BY CHRISTINE BARBOUR
Start with the pie. Really. It’s all good at Hive but if you don’t save room for the Hive Pie (aka, buttermilk pie) you will have a hard time forgiving yourself. Or, full, you will eat it anyway and pay for it later.
True, there are other pies. A decadent chocolate that will glue your teeth together with its caramel topping, and a seasonal pie that oozes the juices of whatever fruit is currently ripest and sweetest. But it’s Hive Pie that captures the essence of Hive.

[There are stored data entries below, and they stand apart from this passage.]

PR #8, opened 2015-03-10
Update snowcrash

klokane:
- update snowcrash to MSON branch
- add modules cmdline && sos
- fix warning on gcc 4.6 in tests

### DIFF
--- a/drafter.gyp
+++ b/drafter.gyp
@@ -5,6 +5,19 @@
   
   "targets" : [
     {
+      'target_name': 'libsos',
+      'type': 'static_library',
+      'include_dirs': [
+        'ext/sos/src'
+      ],
+      'sources': [
+        'ext/sos/src/sos.cc',
+        'ext/sos/src/sos.h',
+        'ext/sos/src/sosJSON.h',
+        'ext/sos/src/sosYAML.h'
+      ]
+    },
+    {
       "target_name": "libdrafter",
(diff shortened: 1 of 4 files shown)


drafter.gyp
```diff
@@ -29,18 +42,17 @@
 
       # FIXME: replace by direct dependecies
```
pksunkara: This warning should be removed, right?

drafter.gyp
```diff
@@ -86,19 +98,19 @@
...
```
pksunkara: Similarly, this warning.

pksunkara:
Just 2 minor things I want you to address before I can merge.

klokane:
Still in backlog. Will fix in future

pksunkara:
> Still in backlog.

Okay, but could you explain what exactly they are about? I think I misunderstood what they are about.

klokane:
See chapter *direct_dependent_settings* 

https://code.google.com/p/gyp/wiki/InputFormatReference#Dependencies_and_Dependents

In short it allow "inject" dependencies like include dirs, define and other to other targets. 
eg. there should be direct dependencies in `libdrafter` target and `drafter` shoud use them instead of repeat include paths. But while there is `common.gypi` included, direct dependencies doesn't works. 

Still have no time to investigate for reason.

PR #10, opened 2015-03-12
Remove tr1 from source codes due to troubles w\ building on diferent OS

klokane:
Should fix troubles with tr1
@pksunkara or @zdne  please test on OS X

### DIFF
--- a/src/main.cc
+++ b/src/main.cc
@@ -43,12 +43,13 @@ sos::Serialize* CreateSerializer(const std::string& format)
 /**
  * \brief Serialize sos::Object into stream
  */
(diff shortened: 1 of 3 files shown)


klokane:
In original code I use shared_ptr<>, it allows inject `deleter` as 2nd parameter. But due to shared_ptr<> is tr1 part i must to replace it by auto_ptr<>.

This deleter solve problem with closing. Because std::cout/std::cin will be close on delete.

So I create some kind of "proxy" which connect std::cout/cin and redirect write/read operations to its buffer.  This avoid close std io while delete.

PR #30, opened 2015-04-15
Make version check work in Python <2.7

tobiashm:
In Python 2.6 `sys.version_info` is a tuple, so doesn't have a `.major` attribute.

It’s a pale yellow, like its cousin the sugar cream pie. The crust is ruffled and crispy and you can tell just by looking at it that it’s rich and flakey and you probably won’t be leaving any on the plate. And, bonus, it has just the right amount of saltiness to offset the incredible, over-the-top sweetness of the filling.
And so you take a bite. And it is sweet. But it is the sweetness of every precious childhood food memory sliding across your tongue; every rich, creamy nursery dessert you ever craved; and the secure and safe feeling you had while eating it—a sensory experience you thought you’d maybe never capture again.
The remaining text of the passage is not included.